* Task to carry out
Only the lines holding "didn" are wanted. Copy every one from the records below.

* Data for processing
PR #4657, opened 2023-09-11
Apply table filters to custom plot data

julieg18:
## Demo

https://github.com/iterative/vscode-dvc/assets/43496356/bb76fb01-414c-40bc-89a0-cbadc39f14b5

Related to #4620


extension/src/test/suite/plots/index.test.ts
```diff
@@ -172,6 +179,42 @@ suite('Plots Test Suite', () => {
...
+        .onFirstCall()
+        .returns([
+          {
+            operator: Operator.EQUAL,
+            path: 'params:params.yaml:epochs',
+            value: 2
+          }
+        ])
+
+      plotsModel.getCustomPlots()
```
julieg18, line 202: Is there a better way to test for this?

extension/src/experiments/model/index.ts
```diff
@@ -365,6 +365,14 @@ export class ExperimentsModel extends ModelWithPersistence {
     return [...this.getWorkspaceAndCommits(), ...this.getExperiments()]
   }
 
+  public getUnfilteredCommitsAndExperiments() {
```
julieg18, line 368: I didn't see a function that already collected all unfiltered experiments/commits but I might have missed something.

extension/src/plots/model/index.ts
```diff
@@ -154,9 +154,7 @@ export class PlotsModel extends ModelWithPersistence {
   }
 
   public getCustomPlots(): CustomPlotsData | undefined {
-    const experiments = this.experiments
-      .getWorkspaceCommitsAndExperiments()
-      .filter(({ id }) => id !== EXPERIMENT_WORKSPACE_ID)
+    const experiments = this.experiments.getUnfilteredCommitsAndExperiments()
```
mattseddon, line 157: [I] Need to handle the case where there are no unfiltered experiments left. IIRC we will currently show an empty plot.

extension/src/experiments/model/index.ts
mattseddon: This will give slightly different results to what is shown in the table as we have to show commits that have > 0 unfiltered experiments

extension/src/test/suite/plots/index.test.ts
mattseddon: this is fine

mattseddon (approved):
I think we need to add/update the empty screen for custom plots before we merge this.

extension/src/experiments/model/index.ts
julieg18: Yes, I figured we didn't need to show those commits since the plots data isn't hierarchical like the table. But if we want it to reflect the table exactly, I can update the function?

extension/src/plots/model/index.ts
julieg18: If I understand your statement correctly, when I tested for this possibility I got the "No Plots To Display" message which I thought worked fine. 

image

Though we could extend the description for more clarity 🤔. For example, "No Plots to Display. Are any of your experiments unfiltered?"

julieg18: Updated the description:

image

extension/src/experiments/model/index.ts
mattseddon: The current implementation is fine.

extension/src/plots/model/index.ts
mattseddon: There should be a different state depending on whether or not there are custom plots created (there will always be data unless all of the experiments are filtered).

mattseddon: I.e no plots created is different from no unfiltered data

mattseddon:
merging `main` to test code climate

extension/src/plots/model/index.ts
julieg18: Right now we have two states, "no data" (No Plots to Display. Are any...) and "no plots created"(No Plots Added). But you're saying we should introduce a third separate state for when there are no unfiltered experiments? Would be easy enough :)

mattseddon: What I am trying to avoid is this being brittle/getting forgotten about when we make changes because we have had issues with stale empty states previously.

```
  if (!hasData) {
    return <EmptyState isFullScreen={false}>No Plots to Display</EmptyState>
  }

  if (order.length === 0) {
    return <EmptyState isFullScreen={false}>No Plots Added</EmptyState>
  }
```

Previously `!hasData` was a placeholder because we could never hit that state. This was because there always had to be at least one commit in the table which would produce a single datapoint for the custom plots. This is almost an error state. 

IMO we should be explicit to the user what is going on. I.e. if we know there are plots but no data to put in them we should state something like `There is no data to Plot`. 

You cannot separate out the messages in the current state, i.e. `!hasData` will happen if all of the experiments are filtered whether plots have been added or not. We need to perform the `order.length` check before sending the webview message and send that information instead of `undefined`.

You could replace the `No Plots to Display.` text with `There is No Data to Plot` but you would need to add tests on both sides of the message to document that behaviour and make sure that in future when we change the code we know what the expected flow is. Relying on the assumption of "if there is no data then all the experiments must be filtered" seems optimistic at best.

julieg18: OHHHH, ok I see what you're saying now 🤦‍♀️ . Thanks for the further explanation and apologies, I don't know why my brain was struggling so much here 😅. 

I'll update the backend to send a different kind of data when there is no unfiltered values so that the webview can detect the difference and updates tests accordingly.

extension/src/plots/model/index.ts
```diff
@@ -154,44 +153,40 @@ export class PlotsModel extends ModelWithPersistence {
...
-    const plotsOrderValues = this.getCustomPlotsOrder()
-    const plots: CustomPlotData[] = collectCustomPlots({
-      colorScale,
-      experiments,
-      height,
-      nbItemsPerRow,
-      plotsOrderValues
-    })
-
-    if (plots.length === 0 && plotsOrderValues.length > 0) {
```
julieg18, line 183: It's actually not possible for this if statement to be true. `collectCustomPlots` creates an array that matches the order of `plotsOrderValues`. Aka they will always be the same length. I went ahead and removed it.

extension/src/plots/webview/contract.ts
```diff
@@ -102,6 +102,8 @@ export type CustomPlotsData = {
   nbItemsPerRow: number
   enablePlotCreation: boolean
   height: PlotHeight
+  hasUnfilteredExperiments: boolean
+  hasAddedPlots: boolean
```
julieg18, line 106: We need to add `hasAddedPlots` because `plots` will be an empty array if there is no table data OR no added plots. 

Another option is to have `plots` only be empty when there are no added plots and fill `plots` with technically broken plots when there is no table data. These broken plots wouldn't be rendered of course since we don't render any plots when `hasUnfilteredExperiments` is false. I chose `hasAddedPlots` since I felt like that solution has more clarity.

julieg18 (commented):
Updated code to resolve https://github.com/iterative/vscode-dvc/pull/4657/files#r1322159906. Since it did add an extra 100 lines of code, going to rerequest reviews! 

cc @mattseddon

mattseddon (approved):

* Completed exercise
julieg18, line 368: I didn't see a function that already collected all unfiltered experiments/commits but I might have missed something.
julieg18: Yes, I figured we didn't need to show those commits since the plots data isn't hierarchical like the table. But if we want it to reflect the table exactly, I can update the function?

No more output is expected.